While building WidgetFactory 5.1 I fixed a serious bug for Captivate 4. In doing so however, this little oddity crept in.
Here’s the issue: The first time the widget enters the Properties Dialog, no properties have been set previously. So when you try and update the interface with the properties it causes an error. This error results in the properties never being saved.
Captivate 5 has a little trick to stop this happening. It calls the saveProperties() template method before it enters the Properties Dialog, in the hopes that this would give it suitable ‘default’ properties. In WidgetFactory 5.1 however, that call never happens.
You can however provide your widget with default properties to work off by implementing the Widget King Widget Properties Method.
Note that although Captivate 5 has this ‘fix’, Captivate 4 does not. If you do not account for the circumstance that your widget has no properties to update the interface with, then your widget will not work in Captivate 4.

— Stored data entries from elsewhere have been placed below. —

PR #6130, opened 2026-05-11
fix(android): Handle boolean values in JSON options converter

### LINKED ISSUE #6122: Mobile Replay (Android, Fabric/New Architecture): maskAllText: false silently ignored — replays always fully masked
## Summary

Setting `maskAllText: false` (or any of `maskAllImages` / `maskAllVectors: false`) on `mobileReplayIntegration` has **no effect** when the React Native app uses the New Architecture (Fabric + TurboModules) on Android. Captured replays show all text / images / vectors fully masked regardless of the option value.

Confirmed on-device on `@sentry/react-native@7.2.0` (which pulls in `sentry-android-replay@8.21.1`).

## Hypothesis

The v7.5 changelog mentions the experimental Canvas Capture Strategy: *"If this strategy is used, all text and images will be masked, regardless of any masking configuration."* Our observation is consistent with the SDK selecting Canvas (not PixelCopy) when running on Fabric, which forces the all-mask behavior.

What's missing is either (a) an opt-in to PixelCopy on Fabric or (b) a Canvas implementation that honors `maskAllText: false`. Either would unblock the use case.

## Environment

- `@sentry/react-native`: 7.2.0
- `sentry-android-replay`: 8.21.1 (transitive)
- React Native: 0.81.5
- Fabric: **enabled** (`react_native_context.fabric: true` on captured events)
- TurboModules: enabled
- JS engine: Hermes
- Device: Pixel 7, Android 16
- App built with EAS, `expo-dev-client` runtime

## Reproduction

```ts
Sentry.init({
  dsn,
  enableNative: true,
  integrations: [
      maskAllText: false,
      maskAllImages: false,
      maskAllVectors: false,
    }),
  ],
});

// Then trigger an error:
Sentry.captureException(new Error("test"));
```

1. Build an APK with Fabric / New Architecture enabled.
2. Install on Android device, trigger the error.
3. Open the resulting replay in the Sentry dashboard.
4. **Expected**: text content visible in the captured frames.
5. **Actual**: all text masked.

## What we verified

1. The merged options reach the bundle correctly: `maskAllText: false` is present in the JS bundle Metro serves.
2. `RNSentryModuleImpl.java` (`packages/core/android/src/main/java/io/sentry/react/RNSentryModuleImpl.java`) reads `mobileReplayOptions.maskAllText` and calls `androidReplayOptions.setMaskAllText(false)`.
3. `SentryReplayOptions.setMaskAllText(false)` (`io.sentry:sentry@8.21.1`) adds `android.widget.TextView` to `unmaskViewClasses` — verified against the published source.
4. `<Text>` in RN renders as `ReactTextView extends android.widget.TextView`, which would match the unmask rule via the `Class.superclass` walk in `ViewHierarchyNode.shouldMask` — but only if the view-hierarchy strategy is reading the actual native views (PixelCopy), not screen pixels (Canvas).

So the option flow is correct end-to-end on the SDK; the result mismatch points to the recording strategy.

## Asks

1. Is the Canvas strategy auto-selected on Fabric in 7.x / 8.x? Confirming intent helps us decide whether to upgrade or wait.
2. Is there a config knob to force PixelCopy on Fabric (Sentry RN init option, gradle property, or replay option)?
3. Is there a roadmap version where Canvas honors `maskAllText: false` or PixelCopy works on Fabric?

Happy to provide more diagnostics. Thanks!

antonis:
- [x] Bugfix

## :scroll: Description

`RNSentryJsonConverter.convertToWritable()` did not handle `Boolean` values when converting `sentry.options.json` to a React Native `ReadableMap`. Boolean values were silently dropped because the `instanceof` chain only checked for `Float`, `Double`, `Number`, `String`, `JSONObject`, `JSONArray`, and `null`.

This caused all boolean options to fall back to their defaults when using the `RNSentrySDK.init()` native-first initialization path.

Fixes #6122

When users set `maskAllText: false` (or other boolean replay options) in `sentry.options.json` and initialize via `RNSentrySDK.init()`, the `false` value was dropped. The SDK then treated the missing key as `true` (mask everything), making it impossible to disable text masking through the JSON config.

This affects **all boolean options** read from `sentry.options.json`, not just replay masking — including `debug`, `attachScreenshot`, `attachViewHierarchy`, `enableCaptureFailedRequests`, `spotlight`, etc. However, the impact is limited because most boolean options default to sensible values when missing, and the JS-side `Sentry.init()` options (which go through the React Native bridge, not the JSON converter) were never affected.

- Added boolean assertions to existing `RNSentryJsonConverterTest` for both map and array conversions
- Manually verified on Android emulator (API 36, Fabric/New Architecture enabled): replay screenshots showed unmasked text after the fix, confirming `maskAllText: false` is now properly applied

## :pencil: Checklist
- [x] All tests passing
- [x] No breaking changes

## :crystal_ball: Next steps

### DIFF
--- a/CHANGELOG.md
+++ b/CHANGELOG.md
@@ -12,6 +12,10 @@
 
 - Extract text content from children of touched components as a label fallback for touch breadcrumbs ([#6106](https://github.com/getsentry/sentry-react-native/pull/6106))
 
+### Fixes
+
+- Fix boolean options from `sentry.options.json` being ignored on Android when using `RNSentrySDK.init` ([#6130](https://github.com/getsentry/sentry-react-native/pull/6130))
+
 ### Dependencies
 
 - Bump JavaScript SDK from v10.51.0 to v10.52.0 ([#6108](https://github.com/getsentry/sentry-react-native/pull/6108))
--- a/packages/core/RNSentryAndroidTester/app/src/androidTest/java/io/sentry/react/RNSentryJsonConverterTest.kt
+++ b/packages/core/RNSentryAndroidTester/app/src/androidTest/java/io/sentry/react/RNSentryJsonConverterTest.kt
@@ -22,6 +22,8 @@ class RNSentryJsonConverterTest {
                 put("doubleKey", 12.3)
                 put("intKey", 123)
                 put("stringKey", "test")
+                put("boolTrueKey", true)
+                put("boolFalseKey", false)
                 put("nullKey", JSONObject.NULL)
             }
 
@@ -32,6 +34,8 @@ class RNSentryJsonConverterTest {
         assertEquals(12.3, result.getDouble("doubleKey"), 0.0)
         assertEquals(123, result.getInt("intKey"))
         assertEquals("test", result.getString("stringKey"))
+        assertEquals(true, result.getBoolean("boolTrueKey"))
+        assertEquals(false, result.getBoolean("boolFalseKey"))
         assertNull(result.getString("nullKey"))
     }
 
@@ -62,6 +66,8 @@ class RNSentryJsonConverterTest {
                 put(1)
                 put(2.5)
                 put("string")
+                put(true)
+                put(false)
                 put(JSONObject.NULL)
             }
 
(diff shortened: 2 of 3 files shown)


lucas-zimerman (approved):
LGTM!

alwx (approved):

This issue will be fixed in the next version of WidgetFactory.
Thanks for the reply Tristan, looking forward to the next release of WidgetFactory!
Hi Tristan.
First of all, thank you SO much for posting this. I have already created my own question widgets and am very excited about the endless customization possibilities!

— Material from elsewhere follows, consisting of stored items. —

PR #6132, opened 2026-05-11
fix(core): Deduplicate native HTTP breadcrumbs

### LINKED ISSUE #3045: Duplicate http / xhr breadcrumbs
**OS:**
- [ ]  Windows
- [x]  MacOS
- [ ]  Linux

**Platform:**
- [x]  iOS
- [ ]  Android

**SDK:**

**SDK version:** 4.13.0

**`react-native` version:** 0.71.7

**Are you using Expo?**
- [x]  Yes
- [ ]  No

- [ ]  sentry.io (SaaS)
- [ ]  on-premise

[Link to issue]

**Configuration:**

(`@sentry/react-native`)
```
Sentry.init({
  enableInExpoDevelopment: true,
  tracesSampleRate: 1,
  normalizeDepth: 10,
  integrations: [
       new Sentry.Native.ReactNativeTracing({
          routingInstrumentation,
          tracePropagationTargets: [appEnv.apiUrl],
        }),
    ],
});
```

---
**I have following issue:**

When I have a natif crash, the breadcrumbs for the http request appears 3 times :
Capture d’écran 2023-05-05 à 10 16 10

After looking into it, I have the impression that the breadcrumbs of category "http" are coming from the native : if I look into the beforeBreadcrumb in the Sentry.init (in JS), I can't find those breadcrumbs. I only find the "xhr" breadcrumb.

**Steps to reproduce:**
- Init Sentry
- Make an api call
- Crash the app using `Sentry.Native.nativeCrash`

**Actual result:**

In the error, I have 3 times the same call API. If I filter my breadcrumbs with beforeBreadcrumbs, only the xhr will be affected.

Capture d’écran 2023-05-05 à 10 16 10

**Expected result:**

There should be only one log of the API call. It should be affected by the beforeBreadcrumbs in the Sentry.init.

antonis:
- [x] Bugfix
- [ ] New feature
- [ ] Enhancement
- [ ] Refactoring

## :scroll: Description

When JS makes an HTTP request in React Native, breadcrumbs are created independently by both the JS SDK (`xhr` category) and the native SDK (`http` category), because RN's networking layer (fetch/XHR) is implemented via native APIs (`NSURLSession` on iOS, `OkHttp` on Android). This results in duplicate breadcrumbs for every HTTP request.

This PR adds deduplication logic in `deviceContextIntegration.processEvent` that filters out native `http` breadcrumbs when a matching JS `xhr`/`fetch` breadcrumb exists (same method, URL, status code, and timestamp within 2s tolerance).

Key design choices:
- **Keeps the JS breadcrumb, drops the native one** — the JS breadcrumb goes through `beforeBreadcrumb`, giving users filtering control
- **Consumed-match tracking** — each JS breadcrumb can only absorb one native duplicate, preventing false positives with consecutive identical requests
- **Only targets native HTTP breadcrumbs** — non-HTTP native breadcrumbs (ui.click, etc.) are untouched
- **Native-only HTTP requests preserved** — requests from native code (ObjC/Swift/Java) with no JS counterpart are kept
- **Handles string/number `status_code` mismatch** — uses `Number()` coercion for comparison

Also updates the FIXME comment in `breadcrumbs.ts` to reflect that deduplication now happens in `deviceContextIntegration`.

Closes #3045

Users see duplicate HTTP breadcrumbs (2x per request) which crowd out meaningful breadcrumbs and cannot be filtered via `beforeBreadcrumb` since native breadcrumbs bypass that callback.

The sentry-cocoa side of this (cocoa producing its own internal duplicates, #2971) was fixed in sentry-cocoa 8.8.0. The remaining duplication is the JS vs native layer, which this PR addresses.

- Added 8 unit tests covering: basic dedup, no-match preservation, non-HTTP breadcrumb preservation, timestamp tolerance boundary, multiple identical requests, string/number status_code coercion, empty JS breadcrumbs, and fetch category support
- All existing tests pass unmodified
- Build passes (`yarn build`)
- Lint passes (`yarn lint`)

## :pencil: Checklist
- [x] All tests passing
- [x] No breaking changes


antonis:
@sentry review

packages/core/src/js/integrations/devicecontext.ts
```diff
@@ -86,11 +86,70 @@ async function processEvent(event: Event, _hint: EventHint, client: Client): Pro
...
+      if (consumedJsIndices.has(index)) {
+        return false;
+      }
+
+      const sameMethod = nativeBreadcrumb.data?.method === jsBreadcrumb.data?.method;
+      const sameUrl = nativeBreadcrumb.data?.url === jsBreadcrumb.data?.url;
+      const sameStatus =
+        nativeBreadcrumb.data?.status_code != null &&
+        jsBreadcrumb.data?.status_code != null &&
+        Number(nativeBreadcrumb.data.status_code) === Number(jsBreadcrumb.data.status_code);
```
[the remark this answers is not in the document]
antonis: Fixed in c1d65b6 — `sameStatus` now treats both sides being `null`/`undefined` as a match, and uses `Number()` coercion for string/number mismatches. Added tests for both cases.

packages/core/src/js/integrations/devicecontext.ts
```diff
@@ -86,11 +86,72 @@ async function processEvent(event: Event, _hint: EventHint, client: Client): Pro
...
+      const jsStatus = jsBreadcrumb.data?.status_code;
+      const sameStatus =
+        nativeStatus == null && jsStatus == null
+          ? true
+          : nativeStatus != null && jsStatus != null && Number(nativeStatus) === Number(jsStatus);
+      const withinTimeTolerance =
+        nativeBreadcrumb.timestamp != null &&
+        jsBreadcrumb.timestamp != null &&
+        Math.abs(nativeBreadcrumb.timestamp - jsBreadcrumb.timestamp) <=
+          HTTP_BREADCRUMB_DEDUP_TIMESTAMP_TOLERANCE_SECONDS;
```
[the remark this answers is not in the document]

In testing my widget functionality, I have run across a small oddity that I’m not sure how to fix.
I have a CP slide which contains my question widget on slide 1. I have a second slide with a standard CP multiple choice question slide on slide 2. When a user skips slide 1 and then goes back to complete slide 1, the review feedback always has the “You did not answer this question completely” (which is the default feedback that I didn’t change) even if the user hits the back button and answers the question correctly. The score is calculated correctly on the quiz review slide and the question is recorded as
I did download the CPXray widget and Monster Debugger. I found that the isQuestionSkipped property is set to true even after the user has gone back and hit the submit button. It seems as if the standard question slide (on slide 2) the isQuestionSkipped property is set to false again if the user hits the submit button.
In Monster Debugger, if I manually change the isQuestionSkipped property, it works as expected.

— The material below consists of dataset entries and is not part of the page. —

Issue #6170, opened 2026-05-18
Experiment: build RNSentry against sentry-cocoa pulled via SPM


alwx:
Use spm_dependency in our sample app's Podfile to source Sentry from SPM instead of CocoaPods. Keep our `s.dependency 'Sentry'` in the podspec or replace it with vendored xcframework. Verifies that all our private-header reaches work through SPM's distribution of sentry-cocoa. <br><br>This is the single most useful experiment because it tells us whether [https://github.com/getsentry/sentry-cocoa/issues/7881](<https://github.com/getsentry/sentry-cocoa/issues/7881>) is actually blocking us today.

PR #6181, opened 2026-05-18
fix(ios): use framework-style import for SentrySwizzle.h

alwx:
The quote-style `#import "SentrySwizzle.h"` only resolves when sentry-cocoa is consumed via CocoaPods source build, where the header sits on the HEADER_SEARCH_PATHS. When sentry-cocoa is consumed as a pre-built xcframework (via SPM `binaryTarget` or manual drop-in), the header lives in the framework's `PrivateHeaders/` directory and the quote-style import fails.

It's required for the sentry-cocoa SPM consumption: getsentry/sentry-react-native#6170.

- [ ] Bugfix
- [ ] New feature
- [ ] Enhancement
- [x] Refactoring

## :pencil: Checklist

- [x] All tests passing
- [x] No breaking changes

### DIFF
--- a/packages/core/ios/RNSentryRNSScreen.m
+++ b/packages/core/ios/RNSentryRNSScreen.m
@@ -4,7 +4,7 @@
 
 #    import "RNSentryDependencyContainer.h"
 #    import "RNSentryFramesTrackerListener.h"
-#    import "SentrySwizzle.h"
+#    import <Sentry/SentrySwizzle.h>
 @import Sentry;
 
 @implementation RNSentryRNSScreen


antonis (approved):
LGTM!
Let's leave the extra CI iOS checks to run just in case

antonis:
@alwx I think we'll need to temporarily revert the change since [it causes build failures with some configurations](https://github.com/getsentry/sentry-react-native/actions/runs/26042349623/job/76557219795)

```
[ReactAppDependencyProvider] Generating ReactAppDependencyProvider.framework.dSYM
Error: 'Sentry/SentrySwizzle.h' file not found (in target 'RNSentry' from project 'Pods')
** BUILD FAILED **
```

> It's required for the sentry-cocoa SPM consumption: https://github.com/getsentry/sentry-react-native/issues/6170.

We can make the change on a feature branch if needed to avoid blocking the release process later this week.

antonis (commented):
Probably we can use a `__has_include` [similar to this](https://github.com/getsentry/sentry-react-native/blob/1605536674d9a45cfa47f54f45a01dae191945b5/packages/core/ios/RNSentry.h#L4) like:

```
#if __has_include(<Sentry/SentrySwizzle.h>)
#    import <Sentry/SentrySwizzle.h>
#else
#    import "SentrySwizzle.h"
#endif
```

I'll test this out in https://github.com/getsentry/sentry-react-native/pull/6186 🤞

Long story short, how do I modify the isQuestionSkipped property in my widget?
Hi Rob,
I’m having trouble finding this ‘isQuestionSkipped’ property. Can you tell me what version of Captivate you’re using and whereabouts in the Captivate Movie you found it?
Tristan,
Hi Tristan,
I am using Captivate version 5.5.
The “isQuestionSkipped” property appears to be attached to each question slide. In Monster Debugger, the path I follow in the Application panel is rdQSlide > _question (Object). When I highlight the _question(Object) in the Application panel, “isQuestionSkipped” appears in the Properties panel and returns either a true or false value.
Thank you in advance for your assistance!
Okay I’ve found ‘isQuestionSkipped’. The good news is that you can change it. The bad news is that the isQuestionSkipped property has been removed in Captivate 6, so you’ll have to find some other work around for that version.
If your widget is placed on the Question slide, then it can access the isQuestionSkipped from runtime mode like so:
widgetSlide._question.questionSkipped = false;
However, before executing the above code, it would probably be a good idea to check if ‘_question’ and ‘_questionSkipped’ exist on the slide you’re trying to access them on. So ideally your code would look something like this:
if (widgetSlide.hasOwnProperty(‘_question’)) {
if (widgetSlide._question.hasOwnProperty(‘questionSkipped’) {
widgetSlide._question.questionSkipped = false;
}
}
Give that a go.
Works like a charm! Thank you so much!